Universal photoelectrochemical aptasensing platform for antibiotic based on CuInS2/rGO and triplex DNA

In this work, a universal and convenient photoelectrochemical (PEC) biosensor was proposed to detect antibiotic on the basis of CuInS2/rGO and triplex DNA molecular switch. High performance photoactive structure was formed via p-type CuInS2 nanosphere complexed with rGO, which was employed to enhance the cathode photocurrent. Capture probe (CP) was conjugated onto the photoactive interface through covalent bonding. In the absence of target, the triplex DNA (THMS) was in a closed state. After introducing a target, the interaction between the target and the specific ring part DNA fragment leaded to the dissociation of the THMS and thereby liberated the single strand DNA (SP). The above identification process was completed in the homogeneous solution. Then, SP was captured to the electrode by CP and hybridized to form dsDNA. The steric effect of dsDNA hindered the interfacial charge transfer, resulting in signal-off photocurrent output.
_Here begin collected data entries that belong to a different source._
PR #3843, opened 2021-04-06
More notes on both ch-1.pl & ch-2.pl 

drbaggy:
Using some "perlisms" to reduce the code for ch-1.pl to a "single" statement - and then some golfing to run it as compactly as possible in a command line 1-liner!

Demonstrating the difference between use/require and which methods are not imported with require. require gives the same list as the embedding the class in the perl script, whereas use gives the extra fn import!


manwar:
Thanks @drbaggy

PR #3848, opened 2021-04-08
Add polettix's solution to challenge-107

polettix:
Hi! Thanks for keeping this alive since so much time!


manwar:
Thanks @polettix

PR #3855, opened 2021-04-10
Solutions for challenge 107

mimosinnet:
Thanks very much for the challenges. Task #2 on methods and classes has been quite formative for those who are not so used to classes and methods. Great!


manwar:
Thanks @mimosinnet

PR #3894, opened 2021-04-14
Finished challenge-004 with perl

lakpatashi:
first commit


manwar:
Incredible speed. Thanks @lakpatashi

PR #3898, opened 2021-04-15
I realized the code wasn't as clean as I wanted it to be.

PerlBoy1967:
Bit of a rush job between some real (paid) work.
- Added commandline argument
- Make use of array to store the triangle
- Do all index math using $_ or magical indexes (-1,-2)


manwar:
Thanks @PerlBoy1967

PR #8099, opened 2023-05-18
Robbie Hatley's solutions in Perl for The Weekly Challenge 217

robbie-hatley:
Instead of using a "special sort" approach for #2, I used a "combinatorics" approach. Probably slower, but much simpler.


manwar:
Thanks @robbie-hatley

PR #8110, opened 2023-05-21
Added solutions by Simon Dueck in F#

simon-dueck:
Added solutions for task 1 and 2 for week 215, task 1 for week 216 and task 1 for week 217


manwar:
Thanks @simon-dueck

PR #8121, opened 2023-05-21
got stuck on task 2, was tired, couldn't think straight

dcw803:
hacked a non-optimal solution together, will think again and do C translations tomorrow


manwar:
Thanks @dcw803

PR #8222, opened 2023-06-12
Optimize 220/2

choroba:
If we wrap from both sides, we don't have to start from all the elements, a single one is enough.


manwar:
Thanks @choroba

PR #8273, opened 2023-06-23
Add polettix's solution to challenge-222

polettix:
Hi! Here is my contribution for this week's challenge. 222 what a number, uh?!?


manwar:
Thanks @polettix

By only altering the specific loop section sequence of THMS, different targets can release the same SP, and can be detected on the same sensing platform under the same testing conditions. As proof of principle, three kinds of antibiotics amoxicillin (AMOX), ampicillin (AMP) and tobramycin (TOB) was detected, achieving limit of detection values of 3.17 pM, 0.63 nM and 2.81 fM, respectively. This approach was also used to detect antibiotic residues in food and environmental samples, which provides a promising paradigm for developing universal, high-performance and convenient PEC biosensing platform.